[Saved entries]
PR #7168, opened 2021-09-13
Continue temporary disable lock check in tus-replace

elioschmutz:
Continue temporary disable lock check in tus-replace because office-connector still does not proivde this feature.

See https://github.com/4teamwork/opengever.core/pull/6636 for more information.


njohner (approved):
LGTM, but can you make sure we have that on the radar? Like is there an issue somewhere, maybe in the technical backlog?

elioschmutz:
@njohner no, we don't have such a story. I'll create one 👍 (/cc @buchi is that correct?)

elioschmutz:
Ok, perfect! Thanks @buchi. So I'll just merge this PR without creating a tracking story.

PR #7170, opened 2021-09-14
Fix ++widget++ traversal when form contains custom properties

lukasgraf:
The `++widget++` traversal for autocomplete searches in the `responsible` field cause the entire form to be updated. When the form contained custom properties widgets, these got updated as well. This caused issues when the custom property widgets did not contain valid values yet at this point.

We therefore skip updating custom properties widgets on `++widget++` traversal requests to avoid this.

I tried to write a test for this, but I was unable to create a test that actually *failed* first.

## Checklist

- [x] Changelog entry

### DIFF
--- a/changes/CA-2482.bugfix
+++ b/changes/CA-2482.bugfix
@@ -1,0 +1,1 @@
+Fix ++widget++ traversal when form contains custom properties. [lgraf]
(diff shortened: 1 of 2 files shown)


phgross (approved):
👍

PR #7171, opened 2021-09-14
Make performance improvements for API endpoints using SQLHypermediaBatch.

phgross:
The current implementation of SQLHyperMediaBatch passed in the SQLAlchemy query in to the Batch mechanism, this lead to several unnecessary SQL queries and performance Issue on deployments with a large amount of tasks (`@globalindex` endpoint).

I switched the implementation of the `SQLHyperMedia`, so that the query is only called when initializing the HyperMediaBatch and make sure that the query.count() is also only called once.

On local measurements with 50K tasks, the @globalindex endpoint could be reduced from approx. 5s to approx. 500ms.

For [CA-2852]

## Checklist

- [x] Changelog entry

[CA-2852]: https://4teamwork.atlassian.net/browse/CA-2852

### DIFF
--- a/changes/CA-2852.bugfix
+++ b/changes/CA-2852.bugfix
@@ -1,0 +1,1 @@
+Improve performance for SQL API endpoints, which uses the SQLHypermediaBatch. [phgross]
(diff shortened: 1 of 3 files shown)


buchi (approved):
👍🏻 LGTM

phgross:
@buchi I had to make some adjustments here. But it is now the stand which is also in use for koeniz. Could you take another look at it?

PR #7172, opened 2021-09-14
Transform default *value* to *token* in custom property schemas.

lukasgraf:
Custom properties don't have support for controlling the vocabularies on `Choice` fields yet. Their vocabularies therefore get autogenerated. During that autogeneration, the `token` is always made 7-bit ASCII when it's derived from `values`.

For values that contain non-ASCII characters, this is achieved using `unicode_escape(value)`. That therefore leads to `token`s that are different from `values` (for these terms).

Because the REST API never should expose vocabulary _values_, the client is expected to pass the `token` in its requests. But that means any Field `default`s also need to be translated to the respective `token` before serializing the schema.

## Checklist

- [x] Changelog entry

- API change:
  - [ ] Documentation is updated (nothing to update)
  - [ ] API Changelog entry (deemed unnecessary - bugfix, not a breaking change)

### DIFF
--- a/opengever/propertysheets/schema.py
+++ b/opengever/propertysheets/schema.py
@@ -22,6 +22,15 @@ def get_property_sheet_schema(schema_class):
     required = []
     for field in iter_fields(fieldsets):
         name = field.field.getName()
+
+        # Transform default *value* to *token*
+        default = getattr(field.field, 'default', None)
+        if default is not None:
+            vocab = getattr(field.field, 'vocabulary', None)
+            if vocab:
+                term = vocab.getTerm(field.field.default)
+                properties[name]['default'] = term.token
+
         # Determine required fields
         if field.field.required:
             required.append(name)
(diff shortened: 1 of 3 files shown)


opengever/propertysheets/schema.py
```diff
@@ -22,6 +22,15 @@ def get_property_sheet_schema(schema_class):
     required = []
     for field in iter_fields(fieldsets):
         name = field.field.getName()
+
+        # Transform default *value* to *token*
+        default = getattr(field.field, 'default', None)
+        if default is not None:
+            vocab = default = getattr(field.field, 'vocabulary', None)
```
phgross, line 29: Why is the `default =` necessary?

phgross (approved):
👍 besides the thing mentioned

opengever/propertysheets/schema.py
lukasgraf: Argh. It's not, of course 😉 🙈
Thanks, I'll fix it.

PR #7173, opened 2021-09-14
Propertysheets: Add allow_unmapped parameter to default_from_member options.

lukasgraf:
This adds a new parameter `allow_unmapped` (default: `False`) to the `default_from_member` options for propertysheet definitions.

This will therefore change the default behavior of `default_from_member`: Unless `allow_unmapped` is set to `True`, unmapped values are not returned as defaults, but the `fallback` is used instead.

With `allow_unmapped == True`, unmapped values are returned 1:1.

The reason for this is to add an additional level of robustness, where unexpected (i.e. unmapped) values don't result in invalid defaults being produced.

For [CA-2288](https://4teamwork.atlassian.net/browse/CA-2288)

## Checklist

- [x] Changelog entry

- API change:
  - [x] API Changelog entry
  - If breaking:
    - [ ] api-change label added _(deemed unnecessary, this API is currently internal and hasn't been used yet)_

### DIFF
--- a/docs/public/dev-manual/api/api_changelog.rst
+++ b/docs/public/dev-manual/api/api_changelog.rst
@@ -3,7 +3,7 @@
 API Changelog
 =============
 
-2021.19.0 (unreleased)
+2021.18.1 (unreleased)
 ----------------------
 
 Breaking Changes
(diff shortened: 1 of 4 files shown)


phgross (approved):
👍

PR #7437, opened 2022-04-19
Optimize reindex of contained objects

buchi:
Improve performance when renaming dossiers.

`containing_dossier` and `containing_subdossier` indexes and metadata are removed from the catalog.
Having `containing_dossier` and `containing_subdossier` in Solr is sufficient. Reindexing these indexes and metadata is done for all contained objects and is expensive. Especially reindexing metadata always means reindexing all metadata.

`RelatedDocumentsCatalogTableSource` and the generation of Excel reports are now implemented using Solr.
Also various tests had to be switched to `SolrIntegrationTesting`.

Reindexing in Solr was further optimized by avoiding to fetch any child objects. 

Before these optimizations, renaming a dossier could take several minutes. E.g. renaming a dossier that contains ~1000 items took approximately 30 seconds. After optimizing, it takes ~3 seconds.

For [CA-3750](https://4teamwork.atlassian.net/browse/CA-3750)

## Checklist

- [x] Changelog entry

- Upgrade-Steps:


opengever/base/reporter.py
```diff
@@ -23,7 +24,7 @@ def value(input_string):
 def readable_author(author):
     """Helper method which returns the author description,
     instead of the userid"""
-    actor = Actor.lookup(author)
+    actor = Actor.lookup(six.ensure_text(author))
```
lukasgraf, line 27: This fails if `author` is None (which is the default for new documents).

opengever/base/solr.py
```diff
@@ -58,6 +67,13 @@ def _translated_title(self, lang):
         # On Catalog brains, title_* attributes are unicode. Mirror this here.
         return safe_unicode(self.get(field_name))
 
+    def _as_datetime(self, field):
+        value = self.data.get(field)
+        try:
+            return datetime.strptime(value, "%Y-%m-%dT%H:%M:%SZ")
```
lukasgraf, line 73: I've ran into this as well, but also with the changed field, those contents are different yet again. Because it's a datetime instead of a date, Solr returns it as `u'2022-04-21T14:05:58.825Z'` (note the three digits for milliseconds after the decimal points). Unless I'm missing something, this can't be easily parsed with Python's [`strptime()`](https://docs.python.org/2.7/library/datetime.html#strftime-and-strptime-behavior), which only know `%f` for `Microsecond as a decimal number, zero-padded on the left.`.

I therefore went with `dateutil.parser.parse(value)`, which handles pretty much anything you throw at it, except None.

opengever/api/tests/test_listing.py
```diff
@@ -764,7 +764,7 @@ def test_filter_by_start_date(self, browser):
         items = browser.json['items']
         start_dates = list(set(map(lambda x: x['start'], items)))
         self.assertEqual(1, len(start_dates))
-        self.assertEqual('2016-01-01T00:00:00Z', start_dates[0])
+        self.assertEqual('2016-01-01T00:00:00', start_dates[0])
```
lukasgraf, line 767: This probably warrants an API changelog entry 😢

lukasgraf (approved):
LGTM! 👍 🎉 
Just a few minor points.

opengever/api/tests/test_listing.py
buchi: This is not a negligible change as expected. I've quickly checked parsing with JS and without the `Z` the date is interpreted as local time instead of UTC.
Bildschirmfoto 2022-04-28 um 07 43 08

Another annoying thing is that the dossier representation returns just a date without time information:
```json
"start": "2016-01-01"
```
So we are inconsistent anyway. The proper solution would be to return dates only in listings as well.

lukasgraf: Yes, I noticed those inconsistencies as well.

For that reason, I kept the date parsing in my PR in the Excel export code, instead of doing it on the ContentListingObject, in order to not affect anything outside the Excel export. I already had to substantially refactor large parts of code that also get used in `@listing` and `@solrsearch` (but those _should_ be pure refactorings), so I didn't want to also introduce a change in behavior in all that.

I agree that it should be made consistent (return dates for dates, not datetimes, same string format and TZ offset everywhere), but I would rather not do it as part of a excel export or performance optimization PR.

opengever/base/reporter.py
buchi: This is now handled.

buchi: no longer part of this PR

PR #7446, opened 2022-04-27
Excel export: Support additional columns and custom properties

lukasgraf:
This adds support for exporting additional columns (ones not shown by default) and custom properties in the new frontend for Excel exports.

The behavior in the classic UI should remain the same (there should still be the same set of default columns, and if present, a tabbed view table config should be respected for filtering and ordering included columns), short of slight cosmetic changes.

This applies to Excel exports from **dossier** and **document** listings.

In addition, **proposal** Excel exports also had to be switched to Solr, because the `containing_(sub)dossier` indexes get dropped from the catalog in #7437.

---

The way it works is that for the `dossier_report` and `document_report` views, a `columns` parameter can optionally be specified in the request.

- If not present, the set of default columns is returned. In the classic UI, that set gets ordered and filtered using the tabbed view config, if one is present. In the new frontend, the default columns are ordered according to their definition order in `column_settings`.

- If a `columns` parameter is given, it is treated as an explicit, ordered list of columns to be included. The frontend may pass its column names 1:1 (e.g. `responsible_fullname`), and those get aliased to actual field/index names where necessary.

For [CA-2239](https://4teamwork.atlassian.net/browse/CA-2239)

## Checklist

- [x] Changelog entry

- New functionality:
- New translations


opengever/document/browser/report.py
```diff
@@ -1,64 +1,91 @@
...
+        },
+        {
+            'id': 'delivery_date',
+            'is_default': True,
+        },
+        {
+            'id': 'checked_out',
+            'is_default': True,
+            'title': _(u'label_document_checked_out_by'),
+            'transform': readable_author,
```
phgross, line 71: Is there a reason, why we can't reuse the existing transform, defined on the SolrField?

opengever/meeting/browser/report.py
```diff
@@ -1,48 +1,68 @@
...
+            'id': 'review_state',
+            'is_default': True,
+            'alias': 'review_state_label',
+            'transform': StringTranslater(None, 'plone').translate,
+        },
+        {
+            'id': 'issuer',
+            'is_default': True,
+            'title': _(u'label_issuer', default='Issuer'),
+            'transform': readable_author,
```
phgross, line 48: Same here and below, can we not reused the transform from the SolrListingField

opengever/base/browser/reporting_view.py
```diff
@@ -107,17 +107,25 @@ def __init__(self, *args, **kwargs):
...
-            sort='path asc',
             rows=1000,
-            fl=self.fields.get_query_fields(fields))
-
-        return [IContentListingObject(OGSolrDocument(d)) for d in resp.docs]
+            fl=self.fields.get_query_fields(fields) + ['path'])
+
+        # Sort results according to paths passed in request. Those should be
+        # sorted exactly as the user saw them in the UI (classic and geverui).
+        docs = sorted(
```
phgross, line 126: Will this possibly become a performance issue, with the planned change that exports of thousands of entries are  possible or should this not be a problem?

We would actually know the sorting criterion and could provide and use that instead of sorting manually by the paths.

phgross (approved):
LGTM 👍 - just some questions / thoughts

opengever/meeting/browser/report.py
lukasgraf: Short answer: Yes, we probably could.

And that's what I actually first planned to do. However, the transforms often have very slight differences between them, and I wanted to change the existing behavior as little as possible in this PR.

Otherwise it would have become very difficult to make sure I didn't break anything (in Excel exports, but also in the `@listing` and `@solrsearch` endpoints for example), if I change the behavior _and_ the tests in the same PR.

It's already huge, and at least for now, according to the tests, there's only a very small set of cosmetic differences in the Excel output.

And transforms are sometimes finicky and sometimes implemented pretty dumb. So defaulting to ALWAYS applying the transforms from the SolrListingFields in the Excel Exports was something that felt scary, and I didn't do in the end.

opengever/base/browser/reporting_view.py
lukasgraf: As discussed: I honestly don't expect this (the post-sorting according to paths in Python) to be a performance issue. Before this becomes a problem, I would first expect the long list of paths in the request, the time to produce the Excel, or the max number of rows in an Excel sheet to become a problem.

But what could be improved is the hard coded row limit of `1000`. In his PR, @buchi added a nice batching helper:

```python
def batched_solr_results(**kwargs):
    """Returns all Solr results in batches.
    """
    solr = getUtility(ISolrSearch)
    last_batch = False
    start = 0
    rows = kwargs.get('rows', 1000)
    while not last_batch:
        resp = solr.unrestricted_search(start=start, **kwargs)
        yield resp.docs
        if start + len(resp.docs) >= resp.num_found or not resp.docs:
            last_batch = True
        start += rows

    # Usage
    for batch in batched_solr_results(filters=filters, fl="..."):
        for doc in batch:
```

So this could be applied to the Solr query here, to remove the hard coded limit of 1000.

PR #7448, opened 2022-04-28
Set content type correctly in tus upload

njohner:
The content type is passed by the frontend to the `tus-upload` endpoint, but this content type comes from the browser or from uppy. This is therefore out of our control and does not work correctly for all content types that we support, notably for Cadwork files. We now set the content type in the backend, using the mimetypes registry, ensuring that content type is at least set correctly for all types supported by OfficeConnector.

» **ASSIGNMENT**:
Whenever a line above holds the word "didn", include it in your count, and report nothing but that count.

» **REPLY**:
3